A leading financial institution was suffering from data quality issues pertaining to its internally generated price index. The company stored transactional records in a data warehouse used to monitor and forecast housing prices. As a part of the index calculation process the company had a specific requirement to segregate distressed sales records reflecting abnormal market conditions. Since not all distressed sales were easily identifiable within the data warehouse, the company decided to implement complex recognition logic aimed at identifying and segregating distressed sales records prior to generating the price index.
Working as a liaison between the company’s business and technology stakeholders, Baker Tilly effectively managed a team to design, construct, test and deploy the complex recognition logic by following a proven software development lifecycle methodology. First, Baker Tilly worked with the company’s stakeholders to capture the business requirements of the desired solution. From there, Baker Tilly worked with the technology team to prepare functional requirements to enable design and construction by the development team. Following design and construction, a robust approach to system and user-acceptance testing was deployed. The testing approach involved high-level “black-box” testing focusing on the inputs and outputs of the system as well as detailed “white-box” testing focusing on the successful execution of each step of the development code. Upon completion of each round of testing, defects were effectively remedied and adequate regression testing was performed to ensure system continuity.
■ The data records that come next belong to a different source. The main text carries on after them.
PR #2313, opened 2019-06-20
DO NOT MERGE: ExpressionSlot fallback to context

mcarcaso:
Allow ExpressionSlot to fallback onto the context it was created in and make the Section's createIsAvailableFor's ExpressionSlot use the context that's passed in. With this, the isAvailable for SectionAxioms can use things like controllerMode in their expression.

### DIFF
--- a/src/foam/core/Slot.js
+++ b/src/foam/core/Slot.js
@@ -420,7 +420,12 @@ foam.CLASS({
 
         var args = foam.Function.argNames(this.code);
         for ( var i = 0 ; i < args.length ; i++ ) {
-          args[i] = obj.slot(args[i]);
+          try {
+            args[i] = obj.slot(args[i]);
+          } catch {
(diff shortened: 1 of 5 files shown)


src/foam/core/Slot.js
```diff
@@ -420,7 +420,12 @@ foam.CLASS({
 
         var args = foam.Function.argNames(this.code);
         for ( var i = 0 ; i < args.length ; i++ ) {
-          args[i] = obj.slot(args[i]);
+          try {
+            args[i] = obj.slot(args[i]);
+          } catch {
+            args[i] = this.__context__[args[i]+'$'] ||
+              foam.core.ConstantSlot.create();
```
mcarcaso, line 427: Normally, if a slot isn't found on the object there's an error. This will now swallow that error allowing for typos easier.

mcarcaso:
Chatted about this and we both agree it's not a good avenue to go down.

The deployment activities included scheduling multiple teams and analyzing the impacts on inter-related systems to ensure minimal system downtime.
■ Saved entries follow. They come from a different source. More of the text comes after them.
PR #2316, opened 2019-06-20
Cpf 2066/performance troubshooting

smirnovaka:


src/foam/nanos/auth/PermissionedPropertyDAO.js
```diff
@@ -127,26 +127,28 @@ foam.CLASS({
...
       }
     }
     propertyMap_.put(of, properties);
   }
+    
+  List properties = propertyMap_.get(of);
+  Iterator e = properties.iterator();
+  while ( e.hasNext() ) {
+    PropertyInfo axiom = (PropertyInfo) e.next();
+    axiom.clear(obj);
```
TW80000, line 150: I don't think this makes sense. We don't just want to clear every permissioned property every time, we only want to clear it if they don't have the appropriate permission.

src/foam/nanos/auth/PermissionedPropertyDAO.js
```diff
@@ -127,26 +127,28 @@ foam.CLASS({
...
     List<PropertyInfo> properties = new ArrayList<>();
     List list = oldObj.getClassInfo().getAxiomsByClass(PropertyInfo.class);
     Iterator e = list.iterator();
     while ( e.hasNext() ) {
       PropertyInfo axiom = (PropertyInfo) e.next();
       if ( axiom.getPermissionRequired() ) {
-        properties.add(axiom);
-        maybeRemove(axiom, of,auth, x, obj, oldObj);
+        boolean authCheck = auth.check(x, of + ".rw." + axiom.getName().toLowerCase()) || auth.check(x, of + ".ro." + axiom.getName().toLowerCase());
+        if ( ! authCheck ) {
```
TW80000, line 138: This doesn't make sense. You're only doing an auth check on the first user and putting the axioms in the map based on whether that particular user has permission or not. It needs to do the auth check every time because different users will have different permissions.

src/foam/nanos/auth/PermissionedPropertyDAO.js
```diff
@@ -260,8 +227,12 @@ foam.CLASS({
     {
       name: 'put',
       javaCode: `
-        FObject fo = ((FObject) obj).fclone();
-        getDelegate().put(dao.maybeRemoveProperties(getX(), fo), sub);
+  FObject oldObj = dao.getDelegate().find(((FObject) obj).getProperty("id"));
```
TW80000, line 230: This regresses back to a find on every put to the sink. @kgrgreer fixed this yesterday.

TW80000 (changes requested):

src/foam/nanos/auth/PermissionedPropertyDAO.js
kgrgreer: Yes, keep the current code. for this method.

smirnovaka: sorry my bad, copy paste error.

src/foam/nanos/auth/PermissionedPropertyDAO.js
kgrgreer: Right idea, but in wrong place. Move to HidePropertiesSink so that it is only cached/reused for a single select(), and doesn't leak between users.

PR #2320, opened 2019-06-20
Add async action agency

smirnovaka:


src/foam/core/CompoundContextAgency.js
```diff
@@ -32,10 +33,12 @@ foam.CLASS({
         { name: 'x', type: 'X' }
       ],
       javaCode: `CompoundException e = new CompoundException();
+Logger logger = (Logger) x.get("logger");
 for ( Runnable agent : getAgents() ) {
   try {
     agent.run();
   } catch (Throwable t) {
+    logger.info(t.getMessage());
```
jlhughes: This should at least be a warning.

src/foam/nanos/ruler/AsyncAgency.java
```diff
@@ -0,0 +1,19 @@
+package foam.nanos.ruler;
```
kgrgreer: Add copyright.

src/foam/nanos/ruler/AsyncAgency.java
```diff
@@ -0,0 +1,19 @@
...
+
+import foam.core.Agency;
+import foam.core.ContextAgent;
+import foam.core.X;
+
+/**
+ * AsyncAgency is passed to async rule.action
+ * for immediate execution of agent.
+ */
+public class AsyncAgency implements Agency {
```
kgrgreer: I would name this class after what it does, rather than where you're currently using it. So, something like: DirectAgency, because it runs it directly.

See: https://docs.oracle.com/javase/7/docs/api/java/util/concurrent/Executor.html

PR #2321, opened 2019-06-21
change PermissionedPropertyDAO.maybeRemove

smirnovaka:


src/foam/nanos/auth/PermissionedPropertyDAO.js
```diff
@@ -271,6 +244,9 @@ foam.CLASS({
       buildJavaClass: function(cls) {
         cls.extras.push(`
   private PermissionedPropertyDAO dao;
+  
+  /** map of properties of a model that require model.permission.property for read / write operations **/
+  protected Map<String, List<PropertyInfo>> propertyMap_ = new HashMap<>();
```
kgrgreer, line 249: Remove this.

src/foam/nanos/auth/PermissionedPropertyDAO.js
```diff
@@ -43,7 +43,7 @@ foam.CLASS({
   FObject oldObj = getDelegate().find_(x, id);
 
   if ( oldObj != null ) {
-    return maybeRemoveProperties(x, oldObj);
+    return maybeRemoveProperties(x, oldObj, propertyMap_);
```
kgrgreer: return maybeRemoveProperties(x, oldObj, new HashMap());

src/foam/nanos/auth/PermissionedPropertyDAO.js
kgrgreer: Keep this one, remove the other one.

src/foam/nanos/auth/PermissionedPropertyDAO.js
```diff
@@ -120,35 +120,39 @@ foam.CLASS({
...
+      FObject obj = oldObj.fclone();
+      AuthService auth = (AuthService) x.get("auth");
+      if ( ! propMap.containsKey(of) ) {
+        List<PropertyInfo> properties = new ArrayList<>();
+        List list = oldObj.getClassInfo().getAxiomsByClass(PropertyInfo.class);
+        Iterator e = list.iterator();
+        while ( e.hasNext() ) {
+          PropertyInfo axiom = (PropertyInfo) e.next();
+          if ( axiom.getPermissionRequired() ) {
+            boolean authCheck = auth.check(x, of + ".rw." + axiom.getName().toLowerCase()) || auth.check(x, of + ".ro." + axiom.getName().toLowerCase());
```
TW80000, line 140: This doesn't make sense. The way it was before was correct. We want to store the list of properties that require permission checks in the map. All we need to do is check if the property requires a permission check. Here you're actually checking if the user (who could be anyone) in the context has the permission and only adding it if they don't have either, then caching that result for everyone else, even though other users will have different permissions.

TW80000: Never mind, I see how it works now. Since we're providing a fresh HashMap every time `find` is called, we're not actually caching anything, so it works. And when we call it from HidePropertiesSink, we're using a Map that's local to that instance of the sink. And since we create a new HidePropertiesSink on every select, it works as expected and saves us from doing auth checks for every object that gets put to the sink. Instead, we only have to do the auth checks once and they'll be cached for the other calls to HidePropertiesSink.put during the select. Sorry for the confusion.

smirnovaka: The way it was before was so that on select for a single user we would be checking the same permissions and same properties for every single object even though we already just did the check.
I am passing a new map for each select/find so there is no global caching for all users as you say. Each individual map contains `of` of an object and properties that current user doesn't have permissions to see so that we don't have to do any duplicate auth checks and simply clear axioms that are not permitted. Does it not make sense?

Upon deployment of the recognition logic, the company realized significant improvement in the accuracy of its price index. The increased accuracy enabled the company to obtain a better picture of the overall health of the housing market as well as pursue plans to publish the index externally. Additionally, the company was so pleased with the results that it plans to incorporate the information generated by the solution to improve other forecasting models and research initiatives.